# "Work Dinner" thoughts



## angrybuttrying (Jun 17, 2013)

Just seeking some thoughts on the idea of a wife having dinner with a co-worker, just the two of them. He is located out of town, and travels to town frequently, etc. He's married, and I really don't have a legitimate reason to suspect anything.

However, was wondering about boundaries and what others felt were appropriate in this situation. 

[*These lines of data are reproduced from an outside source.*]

PR #75, opened 2024-10-28
 update: analyticdb+postgresql vectore

sincerity-being:


spring-ai-alibaba-core/src/main/java/com/alibaba/cloud/ai/dashscope/rag/AnalyticdbVector.java
```diff
@@ -0,0 +1,270 @@
...
+				throw new RuntimeException(
+						"Failed to create collection " + this.collectionName + ": " + e.getMessage());
+			}
+		}
+	}
+
+	@Override
+	public void add(List<Document> texts) {
+		try {
+			initialize();
```
chickenlj, line 152: How about using `afterPropertiesSet()` to do initialization. It guarantees only execute once and before any other method calls.

sincerity-being:
once again update

PR #96, opened 2024-11-07
feat: add DashScopeChatModel call and stream observability

Cirilla-zmh:
Add DashScopeChatModel call and stream observability so that we can trace and generate metrics for `DashScopeChatModel`.

### DIFF
--- a/spring-ai-alibaba-core/pom.xml
+++ b/spring-ai-alibaba-core/pom.xml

To be honest, I'm not entirely comfortable with it. Not really jealous, just have this old-fashioned notion that it's not all that appropriate. 

Thoughts?


----------



## PBear (Nov 16, 2010)

Well, I'm of the opinion that men and women can be friends with each other and not want to rip each other's clothes off in a public place, so take it for what it's worth. But I think it's ok. I never worried about stopping my STBXW from doing that, and I don't worry about my SO. I go out for dinner or lunch with a good friend of mine occasionally, and she happens to be female. Sometimes with our partners (she's married), sometimes without. 

Just my $0.02...

C
_Posted via Mobile Device_


----------



## A Bit Much (Sep 14, 2011)

Have you told her how you feel about it? 

You probably don't have anything to worry about, but that's not the point is it? You aren't 100% on board and that's valid. She should know that.


----------



## Hicks (Jan 14, 2011)

I think it's worth talking about.
What is her reason? She feels sorry for him being alone?
Or she wants to accomplish work? 
When my wife has done such things, she talks about the reason, knowing that a wife / mother going out to dinner should have to explain why.


----------



## GTdad (Aug 15, 2011)

I have on occasion had dinner with a (married) female colleague while out of town. Everything's professional and above-board.

But I guess that may not always be the case with everyone. It's a legitimate area for at least a little concern.


----------



## Eden1973 (Sep 9, 2013)

angrybuttrying said:


> To be honest, I'm not entirely comfortable with it. Not really jealous, just have this old-fashioned notion that it's not all that appropriate.
> 
> Thoughts?


Well what really matters is that YOU are NOT comfortable & that is completely ok. Ask yourself why? Is he a gut reaction thing or is something off in general with this scenario? 

Be upfront in honest with your spouse & let her know that you don't know why but you aren't comfortable with it. You two talk through it.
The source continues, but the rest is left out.